» What is being asked
Would you please restate every record exactly as written?

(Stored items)

PR #6787, opened 2016-08-01
Onboarding fixes and tweaks

### LINKED ISSUE #6763: Add Hover Color For 'X'
#### User Story

As a user, I want to be indicated that the 'x' is clickable.
#### Why This Matters

Other smasher notifications have 'x' buttons change opacity upon hover. We should keep this consistent.

weerd:
#### What's this PR do?

This PR does an update to remove the CSS hack used for the instruction video, in favor of the `media-video` pattern from Forge. It also adds a hover color change effect on the close button in the onboarding feature.

use some 👀 
#### Relevant tickets

Fixes #6763
#### Checklist
- [ ] Tested on staging.

---

@DFurnes @deadlybutter 

cc: @jessleenyc

### DIFF
--- a/lib/themes/dosomething/paraneue_dosomething/js/components/InstructionSlide.js
+++ b/lib/themes/dosomething/paraneue_dosomething/js/components/InstructionSlide.js
@@ -27,9 +27,11 @@ class InstructionSlide extends React.Component {
 
             <div className="container__row">
               <div className="container__block -narrow -centered">
-                <div className="beta-card">
-                  <video className="beta-card__video" poster="https://static.dosomething.org/onboarding/poster.png" src="https://static.dosomething.org/onboarding/CouldBeYou_720p.mp4" loop autoPlay controls width="100%"></video>
-                </div>
+                {/*<div className="beta-card">*/}
+                  <div className="media-video">
+                    <video poster="https://static.dosomething.org/onboarding/poster.png" src="https://static.dosomething.org/onboarding/CouldBeYou_720p.mp4" loop autoPlay controls width="100%"></video>
+                  </div>
+                {/*</div>*/}
               </div>
             </div>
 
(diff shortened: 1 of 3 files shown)


lib/themes/dosomething/paraneue_dosomething/js/components/InstructionSlide.js
```diff
@@ -27,8 +27,8 @@ class InstructionSlide extends React.Component {
 
             <div className="container__row">
               <div className="container__block -narrow -centered">
-                <div className="beta-card">
-                  <video className="beta-card__video" poster="https://static.dosomething.org/onboarding/poster.png" src="https://static.dosomething.org/onboarding/CouldBeYou_720p.mp4" loop autoPlay controls width="100%"></video>
+                <div className="media-video">
```
weerd, line 30: We didn't really need the `beta-card` here _just_ for the border-radius. Chatted with @lkpttn and looks like we want to use border-radius moving forward on a lot of our "media" so maybe we add it to the `media-*` patterns. Left a `@TODO` in the comments.

lib/themes/dosomething/paraneue_dosomething/scss/patterns/_card.scss
```diff
@@ -52,11 +52,6 @@
   overflow: hidden;
   background-color: $white;
 
-  .beta-card__video {
-    // The video element incorrectly sits in the beta card, quick hack to fix it. 
-    margin-bottom: -10px;
```
weerd, line 57: @deadlybutter FYI don't need this anymore, but the issue wasn't a margin thing... you just needed to make the video display as block instead of the default of inline. Adding `display: block` also fixes this and in a slightly better way since it's not messing w/ margin which could affect other items. Just an FYI for future reference 😄

lib/themes/dosomething/paraneue_dosomething/js/components/InstructionSlide.js
itsjoekent, line 30: gotcha 👍

DFurnes:
👍 ⛵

» Result of this exercise
PR #6787, opened 2016-08-01
Onboarding fixes and tweaks

### LINKED ISSUE #6763: Add Hover Color For 'X'
#### User Story

As a user, I want to be indicated that the 'x' is clickable.
#### Why This Matters

Other smasher notifications have 'x' buttons change opacity upon hover. We should keep this consistent.

weerd:
#### What's this PR do?

This PR does an update to remove the CSS hack used for the instruction video, in favor of the `media-video` pattern from Forge. It also adds a hover color change effect on the close button in the onboarding feature.

use some 👀 
#### Relevant tickets

Fixes #6763
#### Checklist
- [ ] Tested on staging.

---

@DFurnes @deadlybutter 

cc: @jessleenyc

### DIFF
--- a/lib/themes/dosomething/paraneue_dosomething/js/components/InstructionSlide.js
+++ b/lib/themes/dosomething/paraneue_dosomething/js/components/InstructionSlide.js
@@ -27,9 +27,11 @@ class InstructionSlide extends React.Component {
 
             <div className="container__row">
               <div className="container__block -narrow -centered">
-                <div className="beta-card">
-                  <video className="beta-card__video" poster="https://static.dosomething.org/onboarding/poster.png" src="https://static.dosomething.org/onboarding/CouldBeYou_720p.mp4" loop autoPlay controls width="100%"></video>
-                </div>
+                {/*<div className="beta-card">*/}
+                  <div className="media-video">
+                    <video poster="https://static.dosomething.org/onboarding/poster.png" src="https://static.dosomething.org/onboarding/CouldBeYou_720p.mp4" loop autoPlay controls width="100%"></video>
+                  </div>
+                {/*</div>*/}
               </div>
             </div>
 
(diff shortened: 1 of 3 files shown)


lib/themes/dosomething/paraneue_dosomething/js/components/InstructionSlide.js
```diff
@@ -27,8 +27,8 @@ class InstructionSlide extends React.Component {
 
             <div className="container__row">
               <div className="container__block -narrow -centered">
-                <div className="beta-card">
-                  <video className="beta-card__video" poster="https://static.dosomething.org/onboarding/poster.png" src="https://static.dosomething.org/onboarding/CouldBeYou_720p.mp4" loop autoPlay controls width="100%"></video>
+                <div className="media-video">
```
weerd, line 30: We didn't really need the `beta-card` here _just_ for the border-radius. Chatted with @lkpttn and looks like we want to use border-radius moving forward on a lot of our "media" so maybe we add it to the `media-*` patterns. Left a `@TODO` in the comments.

lib/themes/dosomething/paraneue_dosomething/scss/patterns/_card.scss
```diff
@@ -52,11 +52,6 @@
   overflow: hidden;
   background-color: $white;
 
-  .beta-card__video {
-    // The video element incorrectly sits in the beta card, quick hack to fix it. 
-    margin-bottom: -10px;
```
weerd, line 57: @deadlybutter FYI don't need this anymore, but the issue wasn't a margin thing... you just needed to make the video display as block instead of the default of inline. Adding `display: block` also fixes this and in a slightly better way since it's not messing w/ margin which could affect other items. Just an FYI for future reference 😄

lib/themes/dosomething/paraneue_dosomething/js/components/InstructionSlide.js
itsjoekent, line 30: gotcha 👍

DFurnes:
👍 ⛵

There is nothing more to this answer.